======== Given data ========

PR #391, opened 2020-02-20
Fix errors

britt6612:
There was linting checks that were not previously done in the deep-linking branch. This will fix the issues that were not caught before

### DIFF
--- a/aries-site/src/tests/navigation/deeplinks.js
+++ b/aries-site/src/tests/navigation/deeplinks.js
@@ -1,8 +1,8 @@
-
+/* eslint-disable max-len */
 /* eslint-disable no-undef */
-import { ReactSelector, waitForReact } from 'testcafe-react-selectors';
+import {  waitForReact } from 'testcafe-react-selectors';
 import { Selector } from 'testcafe';
-import { baseUrl, Search, getSuggestion } from '../utils';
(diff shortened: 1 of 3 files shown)


aries-site/src/tests/navigation/deeplinks.js
```diff
@@ -1,8 +1,8 @@
-
+/* eslint-disable max-len */
```
ShimiSun: I don't think we should disable it, just wrap it on the next line. easy fix.

britt6612: I can, thats not a problem but if thats the case then we should change that in all the testing files because alot of our descriptions were past 80characters so pretty much every file has to  
`/* eslint-disable max-len */`
to stay consistent I would change that in all of them

ShimiSun: I understand. we should make sure there are no new `eslint-disable max-len`  on top of the files and change the other files gradually, in the meanwhile we should focus on fixing this file properly.

britt6612:
I did leave the `/* eslint-disable max-len */` in the axe.js file. There are some comments in there that will be taken out as soon as the color issues are fixed so at that point we can make sure we don't have that anymore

========

• Requirement:
Write out exactly each line of the entries, starting at the one containing "--- a/aries-site/src/tests/navigation/deeplinks.js" and finishing with the last line.

• Solution to this exercise:
--- a/aries-site/src/tests/navigation/deeplinks.js
+++ b/aries-site/src/tests/navigation/deeplinks.js
@@ -1,8 +1,8 @@
-
+/* eslint-disable max-len */
 /* eslint-disable no-undef */
-import { ReactSelector, waitForReact } from 'testcafe-react-selectors';
+import {  waitForReact } from 'testcafe-react-selectors';
 import { Selector } from 'testcafe';
-import { baseUrl, Search, getSuggestion } from '../utils';
(diff shortened: 1 of 3 files shown)


aries-site/src/tests/navigation/deeplinks.js
```diff
@@ -1,8 +1,8 @@
-
+/* eslint-disable max-len */
```
ShimiSun: I don't think we should disable it, just wrap it on the next line. easy fix.

britt6612: I can, thats not a problem but if thats the case then we should change that in all the testing files because alot of our descriptions were past 80characters so pretty much every file has to  
`/* eslint-disable max-len */`
to stay consistent I would change that in all of them

ShimiSun: I understand. we should make sure there are no new `eslint-disable max-len`  on top of the files and change the other files gradually, in the meanwhile we should focus on fixing this file properly.

britt6612:
I did leave the `/* eslint-disable max-len */` in the axe.js file. There are some comments in there that will be taken out as soon as the color issues are fixed so at that point we can make sure we don't have that anymore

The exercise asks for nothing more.